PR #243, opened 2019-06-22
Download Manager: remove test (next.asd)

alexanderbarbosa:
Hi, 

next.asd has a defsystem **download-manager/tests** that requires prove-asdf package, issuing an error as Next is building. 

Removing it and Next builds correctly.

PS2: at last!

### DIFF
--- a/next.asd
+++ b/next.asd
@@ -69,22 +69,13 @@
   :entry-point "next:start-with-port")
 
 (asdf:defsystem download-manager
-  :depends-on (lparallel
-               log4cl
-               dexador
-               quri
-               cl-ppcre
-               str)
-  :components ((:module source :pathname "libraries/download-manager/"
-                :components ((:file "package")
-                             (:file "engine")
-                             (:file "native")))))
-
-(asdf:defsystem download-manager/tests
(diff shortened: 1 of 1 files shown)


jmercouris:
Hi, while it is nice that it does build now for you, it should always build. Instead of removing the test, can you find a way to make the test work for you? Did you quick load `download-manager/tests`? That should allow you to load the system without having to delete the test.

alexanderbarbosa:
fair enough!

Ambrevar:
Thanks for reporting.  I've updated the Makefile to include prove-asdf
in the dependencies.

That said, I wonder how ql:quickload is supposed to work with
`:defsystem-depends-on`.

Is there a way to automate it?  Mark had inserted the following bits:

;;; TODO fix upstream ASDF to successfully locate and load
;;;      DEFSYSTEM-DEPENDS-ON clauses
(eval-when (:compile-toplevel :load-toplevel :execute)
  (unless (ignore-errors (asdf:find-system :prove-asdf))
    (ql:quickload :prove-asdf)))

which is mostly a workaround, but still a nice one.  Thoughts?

------------------------------------

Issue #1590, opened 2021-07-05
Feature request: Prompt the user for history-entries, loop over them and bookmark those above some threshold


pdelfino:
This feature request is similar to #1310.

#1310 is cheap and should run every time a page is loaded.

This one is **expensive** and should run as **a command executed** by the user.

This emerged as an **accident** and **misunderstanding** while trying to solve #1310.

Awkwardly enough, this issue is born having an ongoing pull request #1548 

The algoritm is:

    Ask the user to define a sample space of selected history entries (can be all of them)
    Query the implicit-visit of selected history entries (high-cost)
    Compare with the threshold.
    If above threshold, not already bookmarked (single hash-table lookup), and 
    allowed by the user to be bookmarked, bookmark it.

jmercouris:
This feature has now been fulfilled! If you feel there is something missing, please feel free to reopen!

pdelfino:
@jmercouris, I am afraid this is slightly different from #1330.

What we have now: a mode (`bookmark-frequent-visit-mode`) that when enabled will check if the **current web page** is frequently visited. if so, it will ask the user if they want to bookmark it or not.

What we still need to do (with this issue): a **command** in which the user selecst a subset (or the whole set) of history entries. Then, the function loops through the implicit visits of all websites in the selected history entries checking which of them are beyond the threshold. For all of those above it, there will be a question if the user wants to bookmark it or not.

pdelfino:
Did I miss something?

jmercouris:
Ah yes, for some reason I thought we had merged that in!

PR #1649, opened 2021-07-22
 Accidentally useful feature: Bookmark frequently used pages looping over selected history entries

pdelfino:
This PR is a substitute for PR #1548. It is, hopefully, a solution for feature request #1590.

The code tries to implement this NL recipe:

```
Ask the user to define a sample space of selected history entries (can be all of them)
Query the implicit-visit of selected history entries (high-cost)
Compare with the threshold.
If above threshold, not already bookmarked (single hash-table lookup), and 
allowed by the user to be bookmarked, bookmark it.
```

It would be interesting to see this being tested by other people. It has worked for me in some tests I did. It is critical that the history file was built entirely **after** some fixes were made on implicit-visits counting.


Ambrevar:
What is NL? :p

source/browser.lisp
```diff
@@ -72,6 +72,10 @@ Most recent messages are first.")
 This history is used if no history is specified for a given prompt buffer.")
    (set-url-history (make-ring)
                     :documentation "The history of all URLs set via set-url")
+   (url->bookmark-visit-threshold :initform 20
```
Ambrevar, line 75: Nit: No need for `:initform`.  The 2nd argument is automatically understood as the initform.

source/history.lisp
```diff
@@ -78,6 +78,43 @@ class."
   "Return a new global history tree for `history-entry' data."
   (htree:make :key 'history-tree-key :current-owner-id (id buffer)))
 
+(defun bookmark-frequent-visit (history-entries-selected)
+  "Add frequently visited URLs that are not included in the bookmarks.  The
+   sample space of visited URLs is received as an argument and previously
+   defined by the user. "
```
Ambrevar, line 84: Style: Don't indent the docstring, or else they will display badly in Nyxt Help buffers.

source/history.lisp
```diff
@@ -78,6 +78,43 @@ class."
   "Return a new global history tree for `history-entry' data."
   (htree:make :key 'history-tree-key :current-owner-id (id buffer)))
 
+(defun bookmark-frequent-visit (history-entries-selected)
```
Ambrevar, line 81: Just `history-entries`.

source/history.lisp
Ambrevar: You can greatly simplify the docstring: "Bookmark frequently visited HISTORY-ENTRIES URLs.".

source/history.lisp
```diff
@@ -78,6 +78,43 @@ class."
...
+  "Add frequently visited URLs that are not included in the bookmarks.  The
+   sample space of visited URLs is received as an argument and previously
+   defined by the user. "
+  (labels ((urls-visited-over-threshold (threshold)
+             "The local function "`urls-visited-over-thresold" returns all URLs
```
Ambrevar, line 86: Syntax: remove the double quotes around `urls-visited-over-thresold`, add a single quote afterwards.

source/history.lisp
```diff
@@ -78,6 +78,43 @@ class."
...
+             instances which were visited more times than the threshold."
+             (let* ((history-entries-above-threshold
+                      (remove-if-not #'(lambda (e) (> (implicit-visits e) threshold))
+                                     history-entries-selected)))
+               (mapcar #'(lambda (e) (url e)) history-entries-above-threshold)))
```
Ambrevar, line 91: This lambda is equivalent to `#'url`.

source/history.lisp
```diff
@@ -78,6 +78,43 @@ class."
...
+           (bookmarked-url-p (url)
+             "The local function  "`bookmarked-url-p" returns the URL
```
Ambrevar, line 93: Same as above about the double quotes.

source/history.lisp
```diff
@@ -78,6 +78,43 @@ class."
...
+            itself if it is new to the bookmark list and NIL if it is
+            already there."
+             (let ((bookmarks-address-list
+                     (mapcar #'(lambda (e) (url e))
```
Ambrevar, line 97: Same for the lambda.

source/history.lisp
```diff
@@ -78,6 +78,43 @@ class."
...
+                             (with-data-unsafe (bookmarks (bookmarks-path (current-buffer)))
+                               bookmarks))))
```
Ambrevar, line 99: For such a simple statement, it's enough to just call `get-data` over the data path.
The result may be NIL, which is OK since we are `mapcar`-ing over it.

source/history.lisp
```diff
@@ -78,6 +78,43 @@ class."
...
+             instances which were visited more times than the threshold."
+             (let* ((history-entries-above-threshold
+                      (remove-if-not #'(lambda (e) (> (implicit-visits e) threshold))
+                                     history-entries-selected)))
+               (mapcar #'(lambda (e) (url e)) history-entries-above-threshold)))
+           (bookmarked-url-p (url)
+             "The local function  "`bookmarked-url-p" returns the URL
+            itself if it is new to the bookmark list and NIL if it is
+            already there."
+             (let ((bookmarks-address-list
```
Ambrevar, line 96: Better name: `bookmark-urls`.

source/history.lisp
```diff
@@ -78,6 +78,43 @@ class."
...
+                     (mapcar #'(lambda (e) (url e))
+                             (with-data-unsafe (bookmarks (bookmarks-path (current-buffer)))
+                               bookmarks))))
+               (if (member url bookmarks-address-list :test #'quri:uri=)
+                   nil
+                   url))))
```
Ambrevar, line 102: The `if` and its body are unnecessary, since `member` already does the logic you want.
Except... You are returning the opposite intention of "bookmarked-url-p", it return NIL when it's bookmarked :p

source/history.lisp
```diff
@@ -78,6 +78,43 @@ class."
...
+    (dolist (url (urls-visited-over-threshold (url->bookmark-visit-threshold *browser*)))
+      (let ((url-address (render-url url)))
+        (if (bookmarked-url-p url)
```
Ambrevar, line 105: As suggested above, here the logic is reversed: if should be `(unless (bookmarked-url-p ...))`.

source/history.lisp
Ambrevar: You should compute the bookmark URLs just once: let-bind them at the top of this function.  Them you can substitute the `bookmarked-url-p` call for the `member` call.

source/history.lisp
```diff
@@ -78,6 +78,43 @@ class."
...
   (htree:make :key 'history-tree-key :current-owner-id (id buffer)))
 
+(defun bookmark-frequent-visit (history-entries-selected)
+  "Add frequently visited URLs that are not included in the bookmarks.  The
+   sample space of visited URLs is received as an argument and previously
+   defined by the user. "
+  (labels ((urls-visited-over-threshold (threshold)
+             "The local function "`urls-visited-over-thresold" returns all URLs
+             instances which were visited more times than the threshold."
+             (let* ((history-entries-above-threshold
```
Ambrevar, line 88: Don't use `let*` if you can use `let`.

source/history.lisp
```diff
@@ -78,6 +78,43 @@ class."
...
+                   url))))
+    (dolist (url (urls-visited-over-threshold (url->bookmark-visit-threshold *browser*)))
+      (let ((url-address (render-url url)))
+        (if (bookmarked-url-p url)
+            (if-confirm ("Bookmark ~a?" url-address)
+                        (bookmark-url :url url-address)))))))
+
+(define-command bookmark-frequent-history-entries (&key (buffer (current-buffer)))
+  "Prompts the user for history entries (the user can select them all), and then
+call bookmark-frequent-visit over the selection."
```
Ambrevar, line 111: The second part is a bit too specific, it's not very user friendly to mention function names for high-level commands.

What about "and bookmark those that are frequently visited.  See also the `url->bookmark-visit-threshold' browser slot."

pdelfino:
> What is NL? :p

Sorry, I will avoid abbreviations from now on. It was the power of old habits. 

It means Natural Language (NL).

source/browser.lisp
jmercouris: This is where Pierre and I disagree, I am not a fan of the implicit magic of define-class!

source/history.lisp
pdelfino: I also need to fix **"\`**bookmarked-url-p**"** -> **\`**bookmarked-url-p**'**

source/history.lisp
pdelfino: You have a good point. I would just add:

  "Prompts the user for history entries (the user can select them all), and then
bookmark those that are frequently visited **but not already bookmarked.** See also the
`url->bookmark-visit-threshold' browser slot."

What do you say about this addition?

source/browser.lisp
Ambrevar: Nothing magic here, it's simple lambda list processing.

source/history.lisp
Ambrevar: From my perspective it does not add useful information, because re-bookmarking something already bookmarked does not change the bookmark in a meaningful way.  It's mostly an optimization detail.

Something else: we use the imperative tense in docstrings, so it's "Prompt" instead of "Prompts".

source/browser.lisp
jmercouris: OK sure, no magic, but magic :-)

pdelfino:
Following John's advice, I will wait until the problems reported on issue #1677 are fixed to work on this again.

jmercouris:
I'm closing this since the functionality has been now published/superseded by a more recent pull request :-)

------------------------------------

What this task involves: In the listing above, how many lines include the string "also"? Reply with the number alone.

Result of this task: 3